I have also really appreciated seeing the videos and photos from adopters with their new furry companions. Sharing life on lock down with a companion animal is so much better! Look at Grace living her best life! after being left on a park bench. She is a much pampered house rabbit now and her new mum is besotted by her:

“She is absolutely adorable and she’s so happy all the time! She comes up and licks me all day and she binkies even when she’s in her pen! This is her and her cuddly toy elephant. She licks him a lot too and the other day she dragged it into another room with her. She’s perfect! Thank you so much for everything!!!”

Grace and elephant

Much to my delight I got to watch our bunny girls Frangipane and Amaretto playing in their new home inside a beautiful walled garden. What I loved even more was their new names: Fishy Legs and Flossy. The girls are family pets and were named by the young children and I think they are superb names!
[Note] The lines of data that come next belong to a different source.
PR #5022, opened 2025-05-08
fix: image slices are displayed in reverse order, if we switch from common layout to 2D MPR

### LINKED ISSUE #5021: [Bug] Image slices are displayed in reverse order, if we switch from common layout to 2D MPR for some specific data
### Describe the Bug

For certain datasets https://viewer.ohif.org/viewer?StudyInstanceUIDs=1.2.826.0.1.3680043.2.1125.1.11608962641993666019702920539307840, switching from the common layout to the 2D MPR view results in image slices being displayed in reverse order.

### Steps to Reproduce

1. Launch the viewer with https://viewer.ohif.org/viewer?StudyInstanceUIDs=1.2.826.0.1.3680043.2.1125.1.11608962641993666019702920539307840
2. Observe the slice order / Draw an annotation
3. Switch to 2D MPR mode
4. Now check the slice order / Click the annotation check the slice no in the viewer and in the measurement panel

### The current behavior

The slice order is observed to be reversed when 

https://github.com/user-attachments/assets/6d2821d6-a179-44d8-8c8b-4cddda46dd0a

### The expected behavior

The slice order is expected to be maintained without inversion when switching from the common layout to the 2D MPR view.

### OS

Windows 11

### Node version

v18.19.0

### Browser

Chrome  v136.0.7103.93

arul-trenser:
…like ImagePositionPatient/ImageOrientationPatient is available and sorted stack images by instance number when necessary metadata is not present

### Context

- Fixes #5021 

### Changes & Results

This issue is fixed by sorting slices according to spatial position when necessary metadata like `ImagePositionPatient`/`ImageOrientationPatient` is available and sorted stack images by instance number when necessary metadata is not present.

https://github.com/user-attachments/assets/dd249c2a-c42b-402b-8af4-1c8bc7a7cb09

#### PR

#### Code

  etc.)

  additions or removals.

#### Tested Environment

- [x] OS:   Windows 11
- [x] Node version:  18.19.0
- [x] Browser: Chrome 131.0.6778.265
  


extensions/default/src/utils/validations/areAllImagePositionsEqual.ts
```diff
@@ -1,7 +1,7 @@
 import { vec3 } from 'gl-matrix';
 import toNumber from '@ohif/core/src/utils/toNumber';
 import { _getPerpendicularDistance } from '@ohif/core/src/utils/isDisplaySetReconstructable';
-import calculateScanAxisNormal from '../calculateScanAxisNormal';
+import calculateScanAxisNormal from '@ohif/core/src/utils/calculateScanAxisNormal';
```
wayfarer3130, line 4: You can't access src directory from @ohif/core - I know it mostly builds, but not consistently.  You will have to export it from the utils module in @ohif/core and then import it from @ohif/core and then extract from utils.

platform/core/src/classes/ImageSet.ts
```diff
@@ -79,63 +75,96 @@ class ImageSet {
...
+   * 1. Image position (if ImagePositionPatient and ImageOrientationPatient are defined)
+   * 2. InstanceNumber
+   * Note: Images are sorted in-place and a reference to the sorted image array is returned.
+   *
+   * @returns images - reference to images after sorting
+   */
+  sort(sortingCallback: (a: Image, b: Image) => number): Image[] {
+    try {
+      return this.sortByImagePositionPatient();
+    } catch (error) {
```
wayfarer3130, line 89: Catching an error for a normal flow isn't the right way to handle this - what you should do is something like:
const sortImagePositionCompare = createSortByImagePositionPatient(images);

Exploring their new kingdom!

This week Magdalena, Lily, Lucy, Sweetpea and Tilly were all given permanent homes by the families who opened their doors and hearts to them on a foster-for-adoption basis. This is the stuff of magic for me! People have so generously trusted us with suggestions of who might be a good fit, or have seen a soul in need of a home but are not allowed to meet them (DEFRA rules) but have taken us on our word. We don’t do it in all cases but sometimes there have been good reasons to do so like cats being shy.

Lucy lounging!

In Magdalena’s case the family were keen to adopt a cat but one of their children had asthma. Usually we encourage several visits to the centre to spend time with the cats to see if a reaction occurs, but in lockdown this hasn’t been possible. Because they were so local we tried something else instead. We dropped off a furred blanket from a cat who I thought would be perfect for the family. Thankfully no reaction occurred so a week later we delivered Magdalena to them. It was always going to be a gamble but they fell for her very quickly and she settled straight away, took over the house and was clearly there to stay. On one of my routine calls to see how things were going I was asked why I had chosen her for them. It was a simple answer, “You needed a family friendly cat and she gives hugs, what more could you ask for!” After just two weeks Maddie, as she is now known, has made herself very much a central part of family life, just how it should be!

Undoubtedly though, the cherry on top of the cake this week was our Virtual Pub Quiz. It was a combined effort of three of us, who used our various skills and creativity to produce a quiz quite like no other. It was the first time we had ever done anything like this and was a combination of lo and hi tech melting into one, but whilst it may have been a bit Blue Peter at times it just added to the comedy value. In total over 40 teams took part and nearly £800 was raised with gift aid. It was so much fun that we are now working on a bingo night! Thank you to everyone who made it such a memorable night and helped raise so much money, but most of all thank you to my partners in crime, the brilliant staff members: Gilly and Michelle. It would not have been the same without them and the little help from a certain young lady called Claudia.